Education Management Corp. (EDMC), the second-largest U.S. for-profit college chain, used improper recruitment practices to secure more than $11 billion in U.S. student aid, prosecutors said in a civil lawsuit.
Education Management, 41 percent owned by Goldman Sachs Group Inc. (GS) funds, illegally paid recruiters based on the number of students signed up, a violation of rules for colleges that get U.S. student grants and loans, the Justice Department said today in a complaint filed in federal court in Pittsburgh.
Prosecutors spelled out their case against the company for the first time since May, when the Justice Department joined an employee whistleblower suit. Colleges that receive federal aid are barred from paying recruiters incentives tied to enrollment because it may encourage companies to register unqualified students. The government claimed Education Management enrolled students who appeared to be under the influence of drugs.
Education Management “fraudulently induced” the Education Department to make the company eligible for more than $11 billion in federal grants and loans since 2003, according to the complaint. “Each and every one of the claims it submitted or caused a student to submit violated” the U.S. False Claims Act, the government said.
States Join Suit
The industry has been under scrutiny by Congress, state lawmakers and attorneys general who are investigating sales practices and students’ debt loads. Illinois, Florida, California and Indiana have also intervened in the case, and filed today’s suit along with the Justice Department.
Education Management, based in Pittsburgh, denied violating government rules.
“The pursuit of this legal action by the federal government and a handful of states is flat-out wrong,” Bonnie Campbell, a former Iowa attorney general who is advising Education Management, said in an e-mailed statement. The company’s compensation plan “followed the law in both its design and implementation,” she said.

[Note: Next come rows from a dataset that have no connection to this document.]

Issue #3152, opened 2021-07-20
Reserving "nobreak" as a keyword for Rust Edition 2021


JelteF:
The reason I'm opening this issue is that there has been some activity on the old issues, regarding returning values with `break` from `for` and `while` loops:
1. https://github.com/rust-lang/rfcs/issues/961
2. https://github.com/rust-lang/rfcs/issues/1767

Rereading those threads, the main issues why those were originally closed seem to be:
1. `else` being a confusing name for this block
2. not being able to add a new keyword that makes the meaning of the block clear
3. there was no experience with the `loop` version of the `break <value>` syntax

Number 1 is still valid (although some disagree). 3 is not valid anymore, this feature [was stabilized more than 4 years ago in 2017](https://github.com/rust-lang/rust/pull/42016). Number 2 seems much less of a problem these days, since we now have editions (which we didn't have when these original issues were opened).

That's why I'm proposing to reserve `nobreak` as a keyword in Rust Edition 2021. That way we at can add this feature in the future, using a clear keyword. 

I think `nobreak` clearly shows the meaning of the block. It's the block that you enter when there was no break. Code would then look like this:
```rust
let found_six = for val in [1, 4, 3, 2] {
    if val == 6 {
        break true;
    }
} nobreak {
    false
}
```

scottmcm:
I'm going to close this because based on https://github.com/rust-lang/rfcs/pull/2441#issuecomment-395256368, lang has decided not to do speculative reservations of *specific* keywords any more.

The new plan is to generally reserve space with https://github.com/rust-lang/rfcs/pull/3101, and use that reserved space as a transition plan (perhaps via something like https://github.com/rust-lang/rfcs/pull/3098) to allow the feature to be used on the latest edition with slightly-inferior syntax until the keyword can be fully reserved in a future one, *after* the RFC for the whole feature has been accepted.

(Note that this is neither a statement in opposition nor in support of the feature.  Just that the way forward is to RFC the whole feature, including the eventual keyword -- not to separate out the keyword first.)

PR #3163, opened 2021-08-19
Proposal: Else clauses for for and while loops

Starwort:
Did I do this right?

### DIFF
--- a/0000-else-clauses-for-and-while.md
+++ b/0000-else-clauses-for-and-while.md
@@ -1,0 +1,382 @@
+- Feature Name: Else clauses for `for` and `while` loops
+- Start Date: 2021-08-19
+- RFC PR: [rust-lang/rfcs#0000](https://github.com/rust-lang/rfcs/pull/0000)
+- Rust Issue: [rust-lang/rust#0000](https://github.com/rust-lang/rust/issues/0000)
+
+# Summary
+[summary]: #summary
+
+Else clauses for `for` and `while` loops would clarify 'break with value' semantics for these loops, and allow for a more natural way of running code after a loop has completed without breaking.
+
+# Motivation
+[motivation]: #motivation
+
+This RFC proposes the introduction of for/else and while/else loops; an extension to loop syntax that allows code to run if the loop is never broken. Using these loops simplifies the previous conversations around `for`/`while` break-with value semantics. It also allows for a more natural way of running code after a loop has completed without breaking.
+
+For example, the following code represents a very common pattern:
+
+```rs
+let mut found = false;
+
+for value in data {
+    if value == target {
+        found = true;
+        break;
+    }
+}
+
+if !found {
+    println!("Couldn't find {}", target);
+    return;
+}
+```
+
+This requires an additional variable, increasing visual complexity; and allows a future maintainer to add more code between the initial variable, the loop, and the variable checking code, which could change behaviour (e.g. if the checking code returns on failure, code added prior to the check would run unconditionally).
+
+This proposal introduces the following syntax, with the intent of preventing these issues:
+
+```rs
+for value in data {
+    if value == target {
+        break;
+    }
+} else {
+    println!("Couldn't find {}", target);
+    return;
+}
+```
+
+# Guide-level explanation
+[guide-level-explanation]: #guide-level-explanation
+
+When using a `loop` block, it can return a value by `break`ing with that value. For example:
+
+```rs
+let x = loop {
+    if (...) {
+        break 42;
+    } else {
+        // do work
+    }
+};
+```
+
+This code sets x to 42, after doing some work.
+
+If we instead want to loop over some values, and either return one of these values or a default value, we can use a `for` block:
+
+```rs
+let x = for i in 0..10 {
+    if (...) {
+        break i;
+    }
+} else {
+    11 // default value
+};
+// x is now a usize; either a value 0-9, or 11 if our condition was never met
+```
+
+If we wanted to instead use a while loop, we could use a `while` block instead:
+
+```rs
+let x = while (...) {
+    // do work
+    if (...) {
+        break Some(value);
+    }
+} else {
+    Some(42) // default value
+};
+```
+
+The reason the `else` keyword is reused here is twofold:
+
+1. It is not a new keyword, meaning all code written before the implementation will still work identically (as currently break-with-value semantics are not allowed in for/while loops)
+2. It makes sense within the semantics of `for`/`while` desugaring; while loops desugar to code similar to the following:
+
+    ```rs
+    loop {
+        if (...) {
+            ... // while loop code
+        } else {
+            break {
+                ... // else clause code - for while loops without an else clause, this is an empty block
+            };
+        }
+    }
+    ```
+
+    For loops, on the other hand, desugar to code similar to the following:
+
+    ```rs
+    loop {
+        if let Some(value) = iterator.next() {
+            ... // for loop code
+        } else {
+            break {
+                ... // else clause code - for for loops without an else clause, this is an empty block
+            };
+        }
+    }
+    ```
+
+    As for loops are essentially a special case of while-let loops, it's easy to see how those desugar:
+
+    ```rs
+    loop {
+        if let (...) {
+            ... // while-let loop code
+        } else {
+            break {
+                ... // else clause code - for while-let loops without an else clause, this is an empty block
+            };
+        }
+    }
+    ```
+
+    Seeing how the constructs desugar, it is easy to see how the `else` clause can be used to add behaviour when the loop terminates without breaking.
+
+It is allowed to assign a for or while loop without an else clause to a variable, as long as it does not contain a break-with-value. The value of the variable is `()`.
+
+However, it is *not* allowed to assign a for or while loop (containing a break-with-value) without an else clause to a variable, as this would lead to an inconsistent type (as using break-with-value would then need to return `Option<T>`, which is incompatible with `()`).
+
+Sample error:
+```rs
+fn main() {
+    let x = for i in 0..2 { break 2; };
+    println!("{}", x);
+}
+```
+
+Leads to:
+
+```
+error[EXXXX]: `break` with value from a `for` loop missing an `else` clause
+ --> src/main.rs:2:13
+  |
+2 |     let x = for i in 0..2 { break 2; };
+  |             ^^^^^^^^^^^^^^^^^^^^^^^^^^ for loops which break with a value must have an `else` clause
+  |             |
+  |             you can't `break` with a value in a `for` loop without an `else` clause
+  |
+help: add an `else` clause to this `for` loop
+  |1
+2 |     let x = for i in 0..2 { break 2; } else { 42 };
+  |                                        ^^^^^^^^^^^
+```
+
+It is also not allowed to create a for/else or while/else with inconsistent types.
+
+Sample error:
+```rs
+fn main() {
+    let x = for i in 0..2 { break 2; } else {"foo"};
+    println!("{}", x);
+}
+```
+
+Leads to:
+
+<!-- I created this mock error before realising that the `loop` with incompatible types case gives a simpler error message: Perhaps this could be used to improve that case?
+
+```
+error[E0308]: mismatched types
+ - -> src/main.rs:2:13
+  |
+2 |     let x = for i in 0..2 { break 2; } else {"foo"};
+  |         -                         -          ----- expected `usize` because of prior `break` with a value
+  |         |                         |
+  |         |                         found value type `usize`
+  |         cannot determine consistent type; can be either `usize` or `&'static str`
+``` -->
+
+```
+error[E0308]: mismatched types
+ --> src/main.rs:2:46
+  |
+2 |     let x = for i in 0..2 { break 2; } else {"foo"};
+  |                                              ^^^^^ expected integer, found `&str`
+```
+
+Similarly, incompatible break-with-values are disallowed, as with `loop` blocks.
+
+Sample error:
+```rs
+fn main() {
+    let x = for i in 0..2 {
+        if i == 0 {
+            break 2;
+        } else {
+            break "hello";
+        }
+    };
+    println!("{}", x);
+}
+
+```
+
+Leads to:
+
+```
+error[E0308]: mismatched types
+ --> src/main.rs:6:19
+  |
+6 |             break "hello";
+  |                   ^^^^^^^ expected integer, found `&str`
+```
+
+Loops are allowed to use an `else` clause even if they do not contain a break-with-value. This is useful for code that is only executed if the loop terminates normally. Loops which do not contain a break-with-value will not be used as an implicit return value (so they do not need to be followed with a semicolon).
+
+This loop does not contain a break-with-value, and will not be used as an implicit return value:
+
+```rs
+for i in 0..2 {
+    if i == 3 {
+        break;
+    }
+} else {
+    println!("`i` never reached 3.");
+}
+```
+
+This loop, however, contains a break-with-value, and will be used as an implicit return value, with the type `&str`:
+
+```rs
+for i in 0..2 {
+    if i == 3 {
+        break "found 3";
+    }
+} else {
+    "didn't find 3"
+}
+```
+
+# Reference-level explanation
+[reference-level-explanation]: #reference-level-explanation
+
+For/else and while/else largely do not interact with other features of the language, however:
+
+- For/else and while/else loops are valid expressions, and their type must be consistent.
+  - All `break` statements must contain a value of the same type, and the `else` clause must implicitly return the same type.
+  - Alternatively, all `break` statements must not contain a value, and the `else` clause must implicitly return `()`.
+- For/else and while/else loops which do not contain a break-with-value are not used as implicit return values, but may be assigned to variables (and return the unit type `()`, as for/while loops without else clauses do).
+- For and while loops without an else clause are still not allowed to contain a break-with-value.
+- Else clauses may not contain breaks (this is an unresolved decision). This is because it could be seen as ambiguous whether the break refers to the `else` clause or an enclosing loop.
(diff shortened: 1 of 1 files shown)


lebensterben:
This would be redundant given RFC https://github.com/rust-lang/rust/pull/63177

Starwort:
Perhaps I'm just tired - it's 11:30 PM here - but I fail to see the connection between that pull and this proposal

lebensterben:
See https://doc.rust-lang.org/stable/std/iter/trait.Iterator.html#method.try_find

> Applies function to the elements of iterator and returns the first true result or the first error.

Your motivating example is

>```rust
>let mut found = false;
>for value in data {
>    if value == target {
>        found = true;
>        break;
>    }
>}
>if !found {
>    println!("Couldn't find {}", target);
>    return;
>}
>```

With `try_find`, it returns early either on a match (when the closure returns an `Ok(true)`), or on a error.

For an `Iterator<Item = T>`, this returns `Result<Option<T>>`, which contains all the information you possibly need:
- Whether a failure occured
- Whether a match was found and if so the matched item

So you can write something like:
```rust
if let Ok(Some(target)) = hay.iter().try_find(|value| Ok(value == target)) {
  /* do something */
} else {
  /* do something else */
}
```

lebensterben:
The PR contains the following examples, which can all be written in a concise and readble way without proposed new syntax:

---

Proposed syntax:
```rs
let x = for i in 0..10 {
    if (...) {
        break i;
    }
} else {
    11 // default value
};
```

With `Iterator::find()`:
```rust
let x = (0..10).find(|v| Ok(v == target)).unwrap_or_else(11);
```

---

Proposed syntax:

```rs
let x = while (...) {
    // do work
    if (...) {
        break Some(value);
    }
} else {
    Some(42) // default value
};
```

With `std::iter::successors()` and `Iterator::try_find()`
```rust
use std::iter::successors;

let x = successors(Some(initial_value), |v| {
  Some(/* do something on v */)
}).try_find(|v| {
  if /* outer conditional */ {
    Ok(/* inner conditional */)
  } else {
    Err()
  }
}).unwrap_or_else(42);
```

You can use `std::iter::successors()` with `Iterator::last()`:
```rust
use std::iter::successors;

let x = successors(Some(initial_value), |v| {
  if /* check on v */ {
    Some(/* do something on v */)
  } else {
    None
  }
}).last().flatten();
```

clarfonthey:
I feel like using dedicated syntax for this instead of just iterator adapters does have promise, and could help in a fair few numbers of cases where such adapters aren't possible, e.g. async code.

I dunno. I like filling in this gap where `while` and `for` can't break values, but `loop` can.

SoniEx2:
Honestly would rather have

```rust
#![feature(label_break_value)]
fn main() {
    let x = 'foo: {
        for &a in [1, 2, 3].iter() {
            if a % 2 == 0 {
                break 'foo a;
            }
        }
        0
    };
}
```

In fact, you can do this today, on nightly: https://play.rust-lang.org/?version=nightly&mode=debug&edition=2018&gist=51e6caacaf3e6fae2d6dd68dfbc56c77

burdges:
Rejected previously in https://github.com/rust-lang/rfcs/issues/961#issuecomment-292746759 and https://github.com/rust-lang/rfcs/issues/1767#issuecomment-292678002

clarfonthey:
Both comments state that they're open to revisiting this.

Starwort:
That said: Here's a piece of code from one of my own projects (a Connect 4 AI). I cannot see a simple way of transforming this into any of the cases you propose; however it uses the exact pattern for/else is supposed to improve:
```rs
let mut owner = col.pieces[y];
let mut found_line = true;
for offset in 0..4 {
    let col = &self.cols[x + offset];
    if col.count < y + offset {
        found_line = false;
        break;
    }
    if col.pieces[y + offset] != owner {
        found_line = false;
        break;
    }
}
if found_line {
    return Some(match owner {
        Piece::White => GameResult::WhiteWin,
        Piece::Black => GameResult::BlackWin,
    });
}
```
I'd be interested in seeing how complex the functional approach can get with a real example (although obviously you do not have to write code for me if you do not want to)

lebensterben:
@Starwort 

```rust
let owner = col.pieces[y];
let mut found_line = true;

let found_line = &self.cols[x..x + 4]
    .iter()
    .enumerate()
    .find(|(offset, col)| col.count < y + offset || col.pieces[y + offset] != owner)
    .is_none();

if found_line {
    return Some(match owner {
        Piece::White => GameResult::WhiteWin,
        Piece::Black => GameResult::BlackWin,
    });
}
```

SoniEx2:
If you consider the label-break-value desugaring:

```rust
#![feature(label_break_value)]
fn main() {
    let x = 'foo: {
        for &a in [1, 2, 3].iter() {
            if a % 2 == 0 {
                break 'foo a;
            }
        }
        0
    };
}
```

then a good keyword for it would be "then":

```rust
fn main() {
    let x =
        for &a in [1, 2, 3].iter() {
            if a % 2 == 0 {
                break a;
            }
        } then {
            0
        };
}
```

but do we really want to add a new keyword vs [stabilizing an existing, already-implemented feature?](https://github.com/rust-lang/rust/issues/48594)

mcarton:
The “Prior art” section gives really good reasons _not_ to have this syntax.

> This feature is in both [Python (with identical semantics)](https://docs.python.org/3/tutorial/controlflow.html#break-and-continue-statements-and-else-clauses-on-loops) and Guarded Command Language. Additionally, there has been [a proposal for this feature in Golang (closed by bot)](https://github.com/golang/go/issues/41348) and [in JuliaLang](https://github.com/JuliaLang/julia/issues/1289) (with many people proposing/preferring the Python-influenced semantics used in the JuliaLang thread, in addition to backing up the motivation).

The Go proposal mentioned in the RFC got 23 :-1: and no support vote, while the Julia proposal has been open since 2012 with little activity. This seems to indicate that people generally feel no need for such syntax.

> Unfortunately, many Python users are unfamiliar with the syntax; of [an informal survey](https://blog.glyphobet.net/blurb/2187/), only around 25% knew the meaning and 55% gave an incorrect meaning.

If only 1 out of 4 Python users know what it means, and 1 out of 2 think it means something else, this indicates to me that copying this syntax with this semantic is a very bad idea. It's too niche for most users to know, and not intuitive for users who don't know.

Starwort:
> It's too niche for most users to know, and not intuitive for users who don't know.

As Rust is a systems language, I would expect that more people would have an understanding of the desugar (at its core, a while loop just uses a guard to `goto` the loop's beginning; therefore an `else` can be attached to that guard) than Python, which is a very high-level language. Additionally, the point of that survey was that the responders couldn't look at documentation; those who already know the syntax could use it fine, those who don't can use the guard version, and those who encounter it can look at the feature's documentation and join the first group.

> then a good keyword for it would be "then":

I believe I mentioned this but the reason `then` was rejected was due to it reading as if it always occurs after a loop; with label-break-value this makes sense but it is less obvious that the entire block would be skipped (as the previous one closes first)

@lebensterben: It takes me far longer to parse that code than the equivalent for-else construct (which is really the point of the construct) - I can just about manage but it is definitely harder to read, which kinda supports my point. I'd be interested in a poll between the three options for readability though:

:one:
```rs
let owner = col.pieces[y];
for offset in 0..4 {
    let col = &self.cols[x + offset];
    if col.count < y + offset {
        break;
    }
    if col.pieces[y + offset] != owner {
        break;
    }
} else {
    return Some(match owner {
        Piece::White => GameResult::WhiteWin,
        Piece::Black => GameResult::BlackWin,
    });
}
```
:two:
```rs
let owner = col.pieces[y];

let found_line = &self.cols[x..x + 4]
    .iter()
    .enumerate()
    .find(|(offset, col)| col.count < y + offset || col.pieces[y + offset] != owner)
    .is_none();

if found_line {
    return Some(match owner {
        Piece::White => GameResult::WhiteWin,
        Piece::Black => GameResult::BlackWin,
    });
}
```
:three:
```rs
let owner = col.pieces[y];

&self.cols[x..x + 4]
    .iter()
    .enumerate()
    .find(|(offset, col)| col.count < y + offset || col.pieces[y + offset] != owner)
    .is_none()
    .then(|| match owner {
        Piece::White => GameResult::WhiteWin,
        Piece::Black => GameResult::BlackWin,
    })
```

kennytm:
TBH you should also include the `label_break_value` variant SoniEx2 has mentioned into your (small) office poll 🙂 

```rust
    'found: {
        let owner = col.pieces[y];
        for offset in 0..4 {
            let col = &self.cols[x + offset];
            if col.count < y + offset {
                break 'found;
            }
            if col.pieces[y + offset] != owner {
                break 'found;
            }
        }
        return Some(match owner {
            Piece::White => GameResult::WhiteWin,
            Piece::Black => GameResult::BlackWin,
        });
    }
```

clarfonthey:
I actually do like the idea of `then` as a keyword a lot. One of my biggest issues with the Python syntax is that the word "else" implies that the block will be run *instead of* the loop, instead of *unless* it breaks. With if-else, we mentally separate out the two branches as separate paths, whereas for-else are combined paths.

A for-then or while-then gets rid of that problem. I don't think that adding in an extra keyword should be seen as that big of a detriment, but we *technically* could use `do` instead, although I'd hesitate against it since it would be too similar to do-while loops.

To me, for-then says "do this loop, then that" and it's not too difficult to understand that a break would skip the then. Whereas for-else is "do this loop, *otherwise* do this if it *doesn't break*," which is much harder to understand.

Starwort:
What would you think about the following instead:
```rs
for i in 0..2 {
    // code
} broke (value) {
    value
} else {
    other_value
}
```
The `broke` clause could be omitted for the semantics as above, would not need the `(value)` if bare `break`s were used, and is probably clearer to those opposing for/else
The loop would still need a consistent type for each break-with-value, but it would only have to match the type of the else if the `broke` clause was removed.

Does that seem like an acceptable compromise?

Starwort:
Now that I'm thinking about it more, I actually like `while`/`broke`/`else` even more than my original RFC as common cleanup code could be moved into the `broke` clause, while still allowing everything the original proposal does

clarfonthey:
`broke` feels like it's getting to the point where you're just mimicking try blocks. At that rate, you're replacing `break` with `yeet` and `catch` with `broke`.

The "else" block avoids storing extra state whereas the "broke" block just calls a function for every broken value.

Starwort:
That's the primary reason why it would be optional; in most cases for/else would be used but in cases with complicated exit code the `broke` clause would be used for DRY purposes

PatchMixolydic:
#3152 suggests `nobreak` as a replacement for else (which was also mentioned in passing in [this comment](https://github.com/rust-lang/rfcs/pull/3163#issuecomment-902466968)).
```rust
let owner = col.pieces[y];

for offset in 0..4 {
    let col = &self.cols[x + offset];
    if col.count < y + offset {
        break;
    }

    if col.pieces[y + offset] != owner {
        break;
    }
} nobreak { // `k#nobreak` before Rust 2024 if RFC 3098 is merged
    return Some(match owner {
        Piece::White => GameResult::WhiteWin,
        Piece::Black => GameResult::BlackWin,
    });
}
```

Personally, I'd still prefer the iterator or `label_break_value` approaches. Neither of them would require reserving a unique keyword or utilizing a strange take on an existing keyword, and the `label_break_value` solution seems much more readable in my eyes, especially to those unfamiliar with for-else constructs.

durka:
In Python I find this feature both *useful* (as this RFC says at the beginning, it's a common pattern that is cumbersome to solve with a boolean) and also *very confusing*.

I can never remember that `else` means "loop did *not* `break`" because, to me, `break` is sort of an exceptional thing to do, so I first think that should jump to the `else` clause, the same way exiting early from `try` ends up in `catch`... but wait, that's not how for/else works, is it... unless... oh dear, better Google it this time just like every time.

So yeah, I agree this is a problem, but I do not support using `else` as the solution. Perhaps some macro crates can experiment with other ideas like `broke` suggested in previous comments.

joshtriplett:
@durka I agree entirely with that characterization: we need a recommended, idiomatic, Rustic solution to the underlying problem (handling loops that don't find what they're looking for), but not `for ... else`.

fstirlitz:
It’s a shame that something so apparently hastily written was submitted here. I had been drafting [a much more elaborate proposal that actually addresses the Python objection](https://github.com/fstirlitz/rust-rfcs/blob/exhaustive_ballot/text/0000-loop-exhaustion.md). But now that *this* is being rejected, it makes me doubt it’s going to have a fair hearing.

ssokolow:
@fstirlitz I don't hold prejudice against a concept based on prior proposals and I don't get the impression Rust team members do either.

Your idea is certainly better, with `exhausted` being less confusing than `else`... but, being perfectly honest, I'm still not convinced having a special `exhausted` case brings enough value to justify itself. That was always half my concern.

(eg. What about `empty` like how `else` is used in templating languages? It feels questionable to privilege this specific case but not that one. ...and, if you address both, how do we go about minimizing the sense of added complexity?)

lebensterben:
@fstirlitz 
Your draft has the same problem as this PR, that they are lack of meaningful example.

scottmcm:
Note that `ControlFlow`+`try_fold`+`try` gives some pure-library phrasings of these things, which can help.

For example, that "you can write your own Iterator::find" example becomes
```rust
let found = haystack.into_iter().try_for_each(|item| try { 
    if predicate(item) {
        return ControlFlow::Break(item);
    }
}).break_value();
```

And in general the `else { FOO }` can, using that, often become `.break_value().or_else(|| FOO )`.

So for-else feels like it's a strange intermediate, to me.  It's more complex than the basic structured control flow stuff, but also not particularly generalizable to more complex situations.  I think I'd be inclined more towards leaving it out, but having either label-break-value or the more elaborate custom-fsm construct instead.  

> it makes me doubt it’s going to have a fair hearing.

I wouldn't worry too much about that.  Take https://github.com/rust-lang/rfcs/pull/1603, for example, which was one of the more heavily 👎'd RFCs on this repo and was not accepted.  But the same idea came back a year and a bit later as https://github.com/rust-lang/rfcs/pull/2113 where it was well-received, and it's soon going to be *required*, with edition 2021.

If there's a change that's a good-enough fit, it'll happen, even if similar things were rejected many times before.

Treeniks:
I specifically remember being overwhelmed by the amount of options Rust has for loops when I first learned the language. With the existence of standard `for` and `while`, the rather unusal `loop` (compared to other languages) and the `while let` variant, Rust is already a lot more complicated when it comes to simple loops than most languages.

`for` and `while` is standard in pretty much every C-like language, and they also function the exact same across all those languages, including Rust. `while let` is a natural extension of `while` with Rust's Enum system, whereas `loop` is something I haven't seen in other languages yet (not that I know many), but also naturally integrates with Rust's "everything is an expression" philosophy. But the proposed `exhausted` syntax personally doesn't seem to be quite such a natural extension (without looking at the underlying desugaring, which is something I would rather not have to think about while programming) and also doesn't exist widely across C-like languages, thus also the confusion with the python survey I assume. I feel adding features that don't exist in most programming languages to syntax that does exist in most programming languages will add unneeded confusion for anyone either coming from another language and trying to learn Rust, or for anyone who has to switch between different language regularly.

While I personally find the proposed alternatives using Iterators to be very unreadable, the `label-break-value` alternative looks very similar to a `for ... exhausted` syntax, while using a natural extension of Rust's labels and leaving no room for confusion. I feel as though, if we were to give a programmer who has never seen or written Rust code before a snippet of code with the `for ... exhausted` syntax and a snippet with the `lable-break-value` syntax (the latter with specific `return` keywords), they would have a far easier time understanding the `label-break-value` syntax (in terms of Control Flow at least), not to mention they could be 100% sure about the Control Flow, whereas the `for ... exhausted` syntax, while the `exhausted` keyword is certainly more accurate than `else`, could still potentially leave open questions. With the `else` keyword, there would exist multiple interpretations of what it could mean, all of which exist in some other language, so they would have to pick one at random. With the `exhausted` keyword, they could *guess* what that keyword probably means, but it would be a keyword that is exclusive to Rust and thus it would still be a guess of what it means exactly. I feel as though there is something beautiful in a solution for which you don't need to know the language to be able to understand it, and the `label-break-value` syntax certainly achieves this better (although still not perfect) in my opinion.

fstirlitz:
That’s 461 words spent on an argument that boils down to ‘but it’s not very familiar to the average programmer’.  To which I reply: unfamiliarity is temporary.  This is not a difficult concept to grasp once explained, and it can be explained in less than two minutes.  Someone who has never seen Rust before is going to spend much more time on lifetime annotations than on this relative triviality.  You’d have to be pretty selective with your snippets already if you want to find something that will be *immediately* obvious to someone entirely unfamiliar with Rust.  (And even then you’re making assumptions about them being familiar with something else. To someone unfamiliar with *any* programming, all code is incomprehensible.)

The same argument could have been made about the `match` statement a while ago: until quite recently, pattern-matching was known only from relatively obscure languages like Haskell, Scala and ML.  Now languages like Java and Python have gotten one, and there are C++ and *PHP* proposals in the works, even though it doesn’t add any expressive power; you could do the same things with `switch` or `if` chains in those languages.

jhpratt:
Without reading the reference-level explanation (which shouldn't be necessary to understand your proposal), I sincerely have no idea what is even being proposed. I am _aware_ that other languages have for/else & where/else, but have **never** seen it used in the wild (probably because nobody knows what it does). The comparison to pattern matching with `match` is a stretch given that any programmer could immediately think of situations where it's useful. 

You stated five days ago that "now that this is being rejected, it makes me doubt it’s going to have a fair hearing." It has not yet been rejected, as FCP has not yet completed. There is a ten day period for a reason. If there are clear and obvious reasons to include this, then it should be so stated. But when an experienced programmer has no idea what's even being proposed, that _by itself_ is reason to close in my opinion.

erkinalp:
For-else implemented here as a macro: https://github.com/erkinalp/pythonic-for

Charles Miller, a spokesman for the Justice Department, declined to comment.
Lynntoya Washington, a former assistant director of admissions for Education Management, filed her whistleblower complaint under seal in 2007. Michael Mahoney, director of training for the company’s online division and a former car salesman, joined her.
Whistleblower lawsuits let private citizens file complaints that may be joined by the government. The citizens collect a share of any recovery.
Education Management fell $2.18, or 11 percent, to $17.21 at 4 p.m. New York time in Nasdaq Stock Market trading. The shares have dropped 4.9 percent this year.
The company, which enrolls almost 140,000 students, operates the Art Institute chain, Argosy University, Brown Mackie College and South University. The company reported $2.89 billion in revenue in the year ended June 30.
Echoing the whistleblower complaint, the Justice Department and four states said recruiters worked in a “boiler-room” atmosphere where metrics other than enrollment weren’t considered in compensation and top salespeople received trips to Las Vegas and the Mexican resorts of Puerto Vallarta and Cancun.
Education Management instructed recruiters to enroll students “regardless of their qualification,” according to the complaint. Some were unable to write coherently or appeared to be under the influence of drugs, while others who registered for online courses didn’t have computers, prosecutors said.
The Education Department in July moved to make all incentive compensation for college recruiters illegal, removing 12 types of exemptions or “safe harbors” that were put into place under President George W. Bush. The exceptions allowed the practice when recruiters weren’t paid solely on the basis of enrollments.
Education Management’s pay plan for recruiters in July of 2003 was designed to comply with these “safe harbors,” said Campbell, the company adviser.
At least 27 whistleblower cases have been filed against for- profit colleges under the U.S. False Claims Act since the 1990s, primarily alleging violations of federal incentive-compensation rules, according to a December 2009 article by law firm Gibson, Dunn & Crutcher LLP, which defends companies against such complaints.
In all but one case, the Justice Department declined to intervene, according to the article. In that case, prosecutors joined the suit to address a different issue.
In 2009, Apollo Group Inc., operator of the University of Phoenix and the nation’s largest chain of for-profit colleges, agreed to pay $78.5 million to settle a whistleblower lawsuit also alleging that the company tied employee compensation to enrollment. The government didn’t join that case. Phoenix-based Apollo admitted no wrongdoing.
Today’s case is U.S. v. Education Management, 07-cv-00461, U.S. District Court, Western District of Pennsylvania (Pittsburgh).